How do ocean currents affect the world patterns of temperature, pressure, and wind
Surface ocean currents are caused by the influence of prevailing winds blowing steadily across the sea. The dominant pattern of surface ocean currents (known as gyres) is a roughly circular flow. The pattern of these currents is clockwise in the northern hemisphere and anti-clockwise in the southern hemisphere. The main exception is the circumpolar current that flows around Antarctica from west to east. There is no equivalent current in the northern hemisphere because of the distribution of land and sea there. Within the circulation of the gyres, water piles up into a dome. The effect of the rotation of the Earth is to cause water in the oceans to push westward; this piles up water on the western edge of ocean basins – rather like water slopping in a bucket. The return flow is often narrow, fast-flowing currents such as the Gulf Stream. The Gulf Stream in particular transports heat northwards and then eastwards across the North Atlantic; the Gulf Stream is the main reason that the British Isles have mild winters and then relatively cool summers.
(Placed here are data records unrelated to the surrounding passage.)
PR #1941, opened 2021-01-20
Hotfix: Restore API keys when the cache is wiped clean

scottinet:
# Description

This PR solves 2 problems.

First, API keys are stored in Elasticsearch, and synchronized in Redis. They are supposed to be loaded into Redis during the bootstrap of the internal indexes, which are run only once during the lifetime of Kuzzle: when it's started for the first time. 
If the Redis cache is wiped, or when Kuzzle is started for the first time with an ES storage restored from a snapshot, Kuzzle skips the internal index bootstrap, and API keys aren't synchronized in Redis, making them unusable.

Second, loading API keys in the internal index bootstrapper doesn't work. This wasn't visible because the bootstrap only occured when Kuzzle is started for the first time, on a blank ES storage. But the API key loader uses the Token Repository, which isn't initialized until after the internal indexes are bootstrapped.

# Solution

The API keys synchronization is now the responsibility of the Token Repository, and a different bootstrap key is used. Contrary to the one used by the internal index bootstrap, this bootstrap key is stored in Redis.
This way, if the cache is wiped, or if Kuzzle is started from a restored ES storage, the Token Repository correctly restores the API keys in the cache, and this is done only once, whatever the number of Kuzzle nodes in a cluster environment.

# Why is this a hotfix?

Because one of our clients is currently experiencing this issue, and it's a blocking one.

### DIFF
--- a/test/core/security/tokenRepository.test.js
+++ b/test/core/security/tokenRepository.test.js
@@ -13,23 +13,35 @@ const {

The effect of ocean currents on temperatures depends on whether the current is cold or warm. Warm currents from equatorial regions raise the temperature of polar areas (with the aid of prevailing westerly winds). However, the effect is only noticeable in winter. For example, the North Atlantic Drift raises the winter temperatures of north-west Europe. By contrast, other areas are made colder by ocean currents. Cold currents such as the Labrador Current off the north-east coast of North America may reduce summer temperatures, but only if the wind blows from the sea to the land.
In the Pacific Ocean, there are two main atmospheric states. The first is warm surface water in the west with cold surface water in the east; the other is warm surface water in the east with cold in the west. In both cases, the warm surface causes low pressure. As air blows from high pressure to low pressure, there is a movement of water from the colder area to the warmer area. These winds push warm surface water into the warm region exposing colder deep water behind them and maintain the pattern.